Ridge Regression
Ridge Regression is a commonly used technique to address the problem of multi-collinearity. The effectiveness of the application is however debatable.
Introduction
Let us see a use case of the application of Ridge regression on the longley
dataset. We will try to predict the GNP.deflator
using lm()
with the rest of the variables as predictors. This model and results will be compared with the model created using ridge regression.
library (car) # for VIF
library (ridge)
data(longley, package="datasets") # initialize data
head (longley, 4) # show top 4 rows of data
#> GNP.deflator GNP Unemployed Armed.Forces Population Year Employed
#> 1947 83.0 234.289 235.6 159.0 107.608 1947 60.323
#> 1948 88.5 259.426 232.5 145.6 108.632 1948 61.122
#> 1949 88.2 258.054 368.2 161.6 109.773 1949 60.171
#> 1950 89.5 284.599 335.1 165.0 110.929 1950 61.187
inputData <- data.frame (longley) # plug in your data here
colnames(inputData)[1] <- "response" # rename response var
Calculate Correlations
XVars <- inputData[, -1] # X variables
round(cor(XVars), 2) # Correlation Test
#> GNP Unemployed Armed.Forces Population Year Employed
#> GNP 1.00 0.60 0.45 0.99 1.00 0.98
#> Unemployed 0.60 1.00 -0.18 0.69 0.67 0.50
#> Armed.Forces 0.45 -0.18 1.00 0.36 0.42 0.46
#> Population 0.99 0.69 0.36 1.00 0.99 0.96
#> Year 1.00 0.67 0.42 0.99 1.00 0.97
#> Employed 0.98 0.50 0.46 0.96 0.97 1.00
Prepare Training And Test Data
set.seed(100) # set seed to replicate results
trainingIndex <- sample(1:nrow(inputData), 0.8*nrow(inputData)) # indices for 80% training data
trainingData <- inputData[trainingIndex, ] # training data
testData <- inputData[-trainingIndex, ] # test data
Predict Using Linear Regression
lmMod <- lm(response ~ ., trainingData) # the linear reg model
summary (lmMod) # get summary
vif(lmMod) # get VIF
#> VIF
#> GNP Unemployed Armed.Forces Population Year Employed
#> 1523.74714 93.07635 10.74587 350.58472 2175.29221 182.93609
#> Coefficients:
#> (Intercept) GNP Unemployed Armed.Forces Population Year Employed
#> 7652.25192 0.39214 0.06462 0.01573 -2.33550 -3.83113 0.53060
There is significant multi-collinearity between GNP & Year and Population & Employed, with negative coefficients in ‘population’ and ‘Employed’. These variables may not contribute much to explain the dependent variable, nevertheless, lets see what this model predicts.

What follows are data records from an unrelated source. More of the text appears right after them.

PR #48, opened 2021-03-04
chore: make `typescript` a devDependency

AdrianValdes:
hi @paschalidi,
Even though the issue says

> Make typescript devDependency in all the repos we have

I didn't do it on @small-ads because I thought there we do need as a dependency. Am I wrong?
Sorry I ask, I am trying to get see what parts of how the process works I am missing.

### DIFF
--- a/packages/ui/package.json
+++ b/packages/ui/package.json
@@ -21,7 +21,6 @@
     "react-dom": "^17.0.1",
     "react-scripts": "4.0.1",
     "styled-components": "^5.2.1",
-    "typescript": "^4.1.3",
     "web-vitals": "^0.2.4"
   },
   "devDependencies": {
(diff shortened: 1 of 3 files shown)


AdrianValdes:
hi @paschalidi, 
Even though the issue says 

> Make typescript devDependency in all the repos we have

 I didn't do it on `@small-ads` because I thought there we do need as a dependency. Am I wrong?

paschalidi (commented):
Right, what about type like for instance `@types/styled-components` do these need to be dependencies?

paschalidi:
> I didn't do it on @small-ads because I thought there we do need as a dependency. Am I wrong?

No need to be sorry for asking dude. You right for the eslint package we need typescript as dependency

AdrianValdes:
I couldn't move some of them because the linter complains: 

> '@firebase/auth-types' should be listed in the project's dependencies, not devDependencies.

paschalidi (approved):
thanks looks good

predicted <- predict (lmMod, testData) # predict on test data
compare <- cbind (actual=testData$response, predicted) # combine actual and predicted
#> actual predicted
#> 1949 88.2 88.45501
#> 1953 99.0 96.67492
#> 1957 108.4 106.59672
#> 1959 112.6 113.31106
mean (apply(compare, 1, min)/apply(compare, 1, max)) # calculate accuracy
#> 98.76%
Apply Ridge Regression On Same Data
linRidgeMod <- linearRidge(response ~ ., data = trainingData) # the ridge regression model
#> No more Negative Coefficients!
#> (Intercept) GNP Unemployed Armed.Forces Population Year Employed
#> -1.015385e+03 3.715498e-02 1.328002e-02 1.707769e-02 1.294903e-01 5.318930e-01 5.976266e-01
predicted <- predict(linRidgeMod, testData) # predict on test data
compare <- cbind (actual=testData$response, predicted) # combine
#> actual predicted
#> 1949 88.2 88.68584
#> 1953 99.0 99.26104
#> 1957 108.4 106.99370
#> 1959 112.6 110.95450
mean (apply(compare, 1, min)/apply(compare, 1, max)) # calculate accuracy
#> 99.10%
Clearly, in this case, ridge regression is successful in improving the accuracy by a minor but significant fraction.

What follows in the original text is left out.